Closed vgherard closed 2 years ago
Thank you for our first statistical package pre-submission, @vgherard! I believe this clearly falls in scope and look forward to a full submission once you have incorporated the srr
standards component. I am querying the editorial board to ask for an opinion as to whether this package should also apply standards from the Supervised or Unsupervised learning categories.
Thanks @noamross, great :) I will begin looking to the srr
standards, then. It may take me some time, but I'm up for it. Earlier I did a quick check with autotest
and it seems like there's some trouble in parsing some of my examples, let's see if I can get it to work quickly.
Please ping me and @mpadge here with any questions, we know we are working out the kinks in the new system and are eager to help with the process to make it better!
Thanks @noamross (@mpadge), I've filed an issue at ropensci-review-tools/autotest#49
Hello @vgherard! We're going back to some in-progress submissions that got stuck in an ambiguous state. Sorry that we haven't reached out in a while. I just wanted to see if ropensci peer review is something you were still interested in pursuing.
Dear @noamross thanks for checking in and sorry for the long silence, I totally forgot about this process being open.
Sadly, right now I'm too short of time for a relatively demanding submission like this... Apart from this, over time I became a bit unsatisfied with certain aspects of this package, which I'd at least try to improve before submitting.

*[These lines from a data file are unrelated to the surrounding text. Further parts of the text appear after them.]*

PR #1070, opened 2021-01-12
Jenkins changes for QA builds

brianpeiris:
Changes the jenkins script to allow for building QA packages and adds a prompt for the QA promotion slack command.

### DIFF
--- a/Jenkinsfile
+++ b/Jenkinsfile
@@ -1,19 +1,5 @@
 import groovy.json.JsonOutput
 
-// From https://issues.jenkins-ci.org/browse/JENKINS-44231
-
-// Given arbitrary string returns a strongly escaped shell string literal.
-// I.e. it will be in single quotes which turns off interpolation of $(...), etc.
-// E.g.: 1'2\3\'4 5"6 (groovy string) -> '1'\''2\3\'\''4 5"6' (groovy string which can be safely pasted into shell command).
-def shellString(s) {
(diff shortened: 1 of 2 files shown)


Jenkinsfile
```diff
@@ -43,14 +29,37 @@ pipeline {
           def slackURL = env.SLACK_URL
           def sentryDsn = env.SENTRY_DSN
           def gaTrackingId = env.GA_TRACKING_ID
+          def buildNumber = env.BUILD_NUMBER
+          def gitCommit = env.GIT_COMMIT
+          def jobName = env.JOB_NAME
+          def disableDeploy = env.DISABLE_DEPLOY
```
johnshaughnessy, line 35: Does this need a default value? Wondering if `${14}, ${15}` etc would fail in `hab-build-and-push` if it's an empty string. At some point we might want to consider moving away from positional arguments in our bash scripts (and instead used named arguments).

johnshaughnessy (approved):

Jenkinsfile
brianpeiris: Good catch. It will be a problem when we introduce new variables. I think it would be nice if we could use environment variables instead of expanding the script to support named arguments. We'll have to figure out if that's easy, but it should be doable.

brianpeiris: Actually, this is fine. It works out correctly because we've quoted the arguments below when calling the script.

I'll close this, with the hope to come back to it in a not too far future :-)
Thanks!
@vgherard Any updates on the status of your package? We'd still be very interested in receiving a full submission :+1:
Dears, thanks for keeping in touch.
I had a look at the requirements I would need to cover in order to submit {kgrams}
, and again, sorry but this is too much for me.
The output of pkgcheck()
alone looks intimidating - function names, usage of <<-
, usage of sapply()
, etc.etc.. Also, I imagine that passing autotest
and srr
would probably be much more demanding.
These are in general quick things, but with a package of the dimension of {kgrams}
it takes a good amount of effort to finally get the green light - an effort I'm not really interested into, since the only thing I'm doing with that package at the moment is keeping it alive on CRAN :')
It's understood that when I say "too much" I refer only to my individual case - I think the work you're doing by putting up this review process is awesome.
For next package ideas I will definitely consider implementing ropensci standard from the onset!
Thanks @vgherard, I definitely understand. It's a shame, but you are probably right that it wouldn't be a trivial amount of work to prepare it. Thanks for considering, and for the kind words, and we look forward to future submissions at any time.
Submitting Author: Valerio Gherardi (@vgherard)
Repository: https://github.com/vgherard/kgrams Submission type: Pre-submission
Scope
Please indicate which category or categories from our package fit policies or statistical package categories this package falls under. (Please check an appropriate box below):
Data Lifecycle Packages
[ ] data retrieval
[ ] data extraction
[ ] database access
[ ] data munging
[ ] data deposition
[ ] workflow automation
[ ] version control
[ ] citation management and bibliometrics
[ ] scientific software wrappers
[ ] database software bindings
[ ] geospatial data
[ ] text data
Statistical Packages
[ ] Bayesian and Monte Carlo Routines
[ ] Dimensionality Reduction, Clustering, and Unsupervised Learning
[x] Machine Learning
[ ] Regression and Supervised Learning
[ ] Exploratory Data Analysis (EDA) and Summary Statistics
[ ] Spatial Analyses
[ ] Time Series Analyses
Explain how and why the package falls under these categories (briefly, 1-2 sentences). Please note any areas you are unsure of:
This package implements classical k-gram language model algorithms, including utilities for training, evaluation and text prediction. Language models are an angular stone of Natural Language Processing applications, and the conceptual simplicity of k-gram models makes them a good model baseline, also of pedagogical value.
k-gram models are a simple form of Machine-Learning applied to text data; as such, machine-learning is definitely the most appropriate category within the above ones. I would be inclined to define this as an "Unsupervised" learning problem, since the target function being learned (the language's probability distribution over sentences) is clearly not explicit in the training data - but have never seen this particular qualification in the literature.
Not yet (NB: this is a presubmission inquiry).
The package can be useful for students and/or researchers, for performing small-scale experiments with Natural Language Processing. In addition, it might be helpful in the building of more complex language models, for quick baseline modeling.
I am not aware of any R package with same purpose and functionalities of
kgrams
. The CRAN package ngram has some relative overlap in scope, in that it provides k-gram tokenization algorithms and random text generation, but offers no support for language model algorithms.Not applicable.